# Deluxe Sleepers?



## Rob_C (Sep 12, 2009)

Do these have deluxe bedrooms on the lower level as well? Or just roomettes? Ladies smoking lounge down there?


----------



## ALC Rail Writer (Sep 12, 2009)

No, "deluxe" bedrooms (simply "bedrooms" on Amtrak.com) are on the upper level. Five on the regular sleepers, 10 on a "deluxe" sleeper (only on the Auto Train, and none in a transdorm car.

On the lower level there are 4 roomettes, one family bedroom (taking the entire width of the car) and one handicapped accessible bedroom (taking the entire width of the car).

There is no smoking on any of Amtrak's trains except the Auto Train "smoker's penalty box". If you are referring to the "powder/changing room" then, no. You don't find that in sleepers because you can change in your room or in the shared shower. I'll post the car layouts in a second.


----------



## ALC Rail Writer (Sep 12, 2009)




----------



## jmbgeg (Sep 12, 2009)

Rob_C said:


> Do these have deluxe bedrooms on the lower level as well? Or just roomettes? Ladies smoking lounge down there?


Roomettes, family room and handicap room plus restrooms, a shower and baggage rack on the lower level. All deluxe rooms upstairs.


----------



## jmbgeg (Sep 12, 2009)

ALC_Rail_Writer said:


>


Much better than words...


----------



## OlympianHiawatha (Sep 12, 2009)

Does Amtrak still have any Heritage 10-6 Sleepers in backlot inventory or have they all been moved out?


----------



## rrdude (Sep 12, 2009)

jmbgeg said:


> Rob_C said:
> 
> 
> > Do these have deluxe bedrooms on the lower level as well? Or just roomettes? Ladies smoking lounge down there?
> ...


I thought a "Deluxe" bedroom was two bedrooms together? Prolly wrong. What do they call that, a "double Bedroom"? I really don't remember.........


----------



## Bob Dylan (Sep 12, 2009)

I know this was posted once before awhile back but is there a diagram for the Superliner Transition Dorm?

IIRC they only sell 4 rooms when the other sleeper(s) are full, IINM its always the 4 next to the sleeper behind and theres some kind of do not pass line for the paying pax but they can use the shower/restroom etc. but not go downstairs ??I tried to look @ one on the SL and was run off by a very rude OBS when I asked if I could see the car!


----------



## Bob Dylan (Sep 12, 2009)

rrdude said:


> jmbgeg said:
> 
> 
> > Rob_C said:
> ...


Thats called a "Bedroom Suite", aka Very expensive!!! :lol:


----------



## alanh (Sep 12, 2009)

Just to clarify the change in terminology: old bedroom = roomette, old deluxe bedroom = bedroom. The family and accessible room names haven't changed. Adjoining rooms = bedroom suite.
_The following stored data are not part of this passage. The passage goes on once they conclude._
PR #35, opened 2020-09-23
Generic Driver

mstrelex:
Add support for a non-UI tests using a `GenericDriver`


src/main/java/io/testproject/sdk/internal/rest/AgentClient.java
```diff
@@ -465,6 +466,78 @@ public static AgentClient getClient(final URL remoteAddress, final String token,
...
+        String responseBody;
+        try {
+            responseBody = IOUtils.toString(response.getEntity().getContent(), StandardCharsets.UTF_8.name());
+        } catch (IOException e) {
+            LOG.error("Failed reading Agent status response", e);
+            throw new AgentConnectException("Failed to get Agent status", e);
+        }
+
+        // Parse response to an object
+        AgentStatusResponse status = GSON.fromJson(responseBody, AgentStatusResponse.class);
```
vitalybu, line 535: What about `JsonSyntaxException`?

src/main/java/io/testproject/sdk/internal/rest/AgentClient.java
```diff
@@ -624,18 +624,24 @@ private void startSession(final Capabilities capabilities, final ReportSettings
...
         // Process Response
         try {
-            MutableCapabilities mutableCapabilities =
-                    new MutableCapabilities(agentResponse.getCapabilities());
+            MutableCapabilities mutableCapabilities;
+            if (agentResponse.getCapabilities() != null) {
+                mutableCapabilities = new MutableCapabilities(agentResponse.getCapabilities());
+            } else {
+                mutableCapabilities = new MutableCapabilities();
+            }
```
vitalybu, line 632: Should this change really be part of this PR?
When does this happen anyway?

src/main/java/io/testproject/sdk/internal/rest/AgentClient.java
```diff
@@ -624,18 +624,24 @@ private void startSession(final Capabilities capabilities, final ReportSettings
...
 
             // There's a chance that driver ignored our custom tracking capability
             // And now does't return it with the actual driver capabilities
             // It has to be set again to avoid initializing an new AgentClient instance for these capabilities again
             mutableCapabilities.setCapability(TP_GUID, guid);
-            this.version = agentResponse.getVersion();
+            version = agentResponse.getVersion();
```
vitalybu, line 638: I don't see this being used anyway...

src/main/java/io/testproject/sdk/drivers/GenericDriver.java
```diff
@@ -0,0 +1,312 @@
...
+        DesiredCapabilities capabilities = new DesiredCapabilities();
+        capabilities.setCapability(CapabilityType.PLATFORM_NAME, Platform.ANY);
+
+        String version = AgentClient.getVersion(remoteAddress);
+        if (new ComparableVersion(version).compareTo(
+                new ComparableVersion(MIN_GENERIC_DRIVER_SUPPORTED_VERSION)) < 0) {
+            StringBuilder message = new StringBuilder()
+                    .append("Target Agent version").append(" [").append(version).append("] ")
+                    .append("doesn't support Generic driver. ")
+                    .append("Upgrade to the latest version available and try again.");
```
vitalybu, line 267:
```suggestion
                    .append("Upgrade the Agent to the latest version and try again.");
```

src/main/java/io/testproject/sdk/drivers/GenericDriver.java
```diff
@@ -0,0 +1,312 @@
...
+        // Nothing here...
+    }
+
+    /**
+     * Returns a local command executor.
+     */
+    @Override
+    public ReportingCommandsExecutor getReportingCommandExecutor() {
+        return reportingCommandExecutor;
+    }
```
vitalybu, line 301: Why do we need a `ReportingCommandsExecutor` for a generic driver?
Ca't we simply return `null` here and handle this in the upper layers by checking for `null` and not reporting anything?

src/main/java/io/testproject/sdk/internal/rest/AgentClient.java
mstrelex: It's a RuntimeException and therefore IntelliJ is not showing a warning :(
Added code that handles it.

src/main/java/io/testproject/sdk/internal/rest/AgentClient.java
mstrelex: Yes, capabilities are absent if the Driver is a GenericDriver (none passed and none returned by the agent).

src/main/java/io/testproject/sdk/internal/rest/AgentClient.java
mstrelex: It is used here - 

```
private static boolean canReuseSession() {
        if (version == null) {
            return false;
        }
```

I just removed the `this.` part in this PR, as it's a static variable and not instance based.

src/main/java/io/testproject/sdk/drivers/GenericDriver.java
mstrelex: There a re a lot of methods that use `getReportingCommandExecutor` and define behaviour such as disabling tests reporting, completely disabling reporting, etc... it's much easier to reuse the same mechanism rather than reinventing the wheel and treating GenericDriver differently all over the code.

vitalybu: Not sure I follow. Most of the uses of `getReportingCommandExecutor` are part of the various drivers, which is fine, but outside the drivers I saw about 3-4 calls.
Handling `null` values in these cases makes more sense to me then creating a dummy `ReportingCommandsExecutor` class.

src/main/java/io/testproject/sdk/internal/rest/AgentClient.java
vitalybu: According to the Java naming conventions, shouldn't there some difference between regular and static variables?
Just from reading the code, it's not clear that this variable is static..

mstrelex: According to the checkstyle rules only when static & final it should be capitalized, otherwise, no. \
Compiler warns when using a static member with `this.` prefix though.

src/main/java/io/testproject/sdk/drivers/GenericDriver.java
mstrelex: Indeed there are many internal usages inside the drivers to set reporting status,
but also there are some places where this status is queries via the `getReportingCommandExecutor()` method:

# ExceptionsReporter 

- `driver.getReportingCommandExecutor().isReportsDisabled()`

# Reporter 

- this.driver.getReportingCommandExecutor().setReportsDisabled(disable)
- this.driver.getReportingCommandExecutor().setCommandReportsDisabled(disable)
- this.driver.getReportingCommandExecutor().setTestAutoReportsDisabled(disable);
- this.driver.getReportingCommandExecutor().setRedactionDisabled(disable);
- this.driver.getReportingCommandExecutor().reportTest(traces, false);

If we remove the "dummy" `ReportingCommandsExecutor`, in all these places, I will have to add specific logic, in case the Driver is a GenericDriver to returns the state.

vitalybu (approved):

PR #44, opened 2020-10-21
Create fake driver service for IE to avoid searching for driver executable.

DavidG8168:
To avoid the webdriver.ie.driver property not set error when constructing the IE driver,
create a dummy service for IE and use it when constructing the driver.

### DIFF
--- a/src/main/java/io/testproject/sdk/drivers/web/InternetExplorerDriver.java
+++ b/src/main/java/io/testproject/sdk/drivers/web/InternetExplorerDriver.java
@@ -17,21 +17,29 @@
 
 package io.testproject.sdk.drivers.web;
 
+import com.google.common.collect.ImmutableList;
+import com.google.common.collect.ImmutableMap;
 import edu.umd.cs.findbugs.annotations.SuppressFBWarnings;
 import io.testproject.sdk.drivers.ReportingDriver;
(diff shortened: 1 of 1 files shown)


src/main/java/io/testproject/sdk/drivers/web/InternetExplorerDriver.java
```diff
@@ -447,8 +447,8 @@ private static InternetExplorerDriverService fakeDriverService() {
                     .getDeclaredConstructor(File.class, int.class, ImmutableList.class, ImmutableMap.class);
             serviceConstructor.setAccessible(true);
             return serviceConstructor.newInstance(new File(""), 0, null, null);
-        } catch (NoSuchMethodException | InstantiationException | IllegalAccessException |
-                InvocationTargetException e) {
+        } catch (NoSuchMethodException | InstantiationException | IllegalAccessException
+                | InvocationTargetException e) {
             e.printStackTrace();
```
mstrelex, line 452: Replace with logger

mstrelex (changes requested):

src/main/java/io/testproject/sdk/drivers/web/InternetExplorerDriver.java
DavidG8168: Changed to logger.

mstrelex (approved):

PR #46, opened 2020-10-25
Translates errors in initial session request to an informative error

s-glatshtein:
When a driver is created, a request is made to open a new session. This request can fail completely without returning a status code. The failure can happen because of several different error, and each indicates of a different problem.
We want users to be able to rectify the problem by themselves. To achieve this we should make the returned error more informative to the user, and reduce its clutter

### DIFF
--- a/src/main/java/io/testproject/sdk/internal/rest/AgentClient.java
+++ b/src/main/java/io/testproject/sdk/internal/rest/AgentClient.java
@@ -52,9 +52,7 @@ import org.slf4j.LoggerFactory;
 
 import java.io.Closeable;
 import java.io.IOException;
-import java.net.HttpURLConnection;
-import java.net.MalformedURLException;
-import java.net.URL;
+import java.net.*;
 import java.nio.charset.StandardCharsets;
 import java.util.*;
 import java.util.concurrent.*;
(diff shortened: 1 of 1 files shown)


src/main/java/io/testproject/sdk/internal/rest/AgentClient.java
```diff
@@ -658,6 +657,23 @@ private void startSession(final Capabilities capabilities, final ReportSettings
         SocketManager.getInstance().openSocket(this.remoteAddress.getHost(), agentResponse.getDevSocketPort());
     }
 
+    /**
+     * Translates an IOException to an informative exception.
+     * @param e the original exception
+     * @throws AgentConnectException an informative exception
+     */
+    private void translateAgentConnectFailure(final IOException e) throws AgentConnectException {
```
mstrelex, line 665: It would be better if this method will return an `AgentConnectException`

src/main/java/io/testproject/sdk/internal/rest/AgentClient.java
```diff
@@ -597,7 +595,8 @@ private void startSession(final Capabilities capabilities, final ReportSettings
         try {
             response = httpClient.execute(httpPost);
         } catch (IOException e) {
-            throw new AgentConnectException("Failed communicating with the Agent at " + this.remoteAddress, e);
+            translateAgentConnectFailure(e);
+            return;
```
mstrelex, line 599: It's not required, as method above always throws exception.
Instead it would be better if the method will return an exception that will be thrown.

mstrelex (changes requested):

mstrelex (approved):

People who've ridden Amtrak for a while still tend to use the old terms.


----------



## OlympianHiawatha (Sep 12, 2009)

jimhudson said:


> I know this was posted once before awhile back but is there a diagram for the Superliner Transition Dorm?IIRC they only sell 4 rooms when the other sleeper(s) are full, IINM its always the 4 next to the sleeper behind and theres some kind of do not pass line for the paying pax but they can use the shower/restroom etc. but not go downstairs ??I tried to look @ one on the SL and was run off by a very rude OBS when I asked if I could see the car!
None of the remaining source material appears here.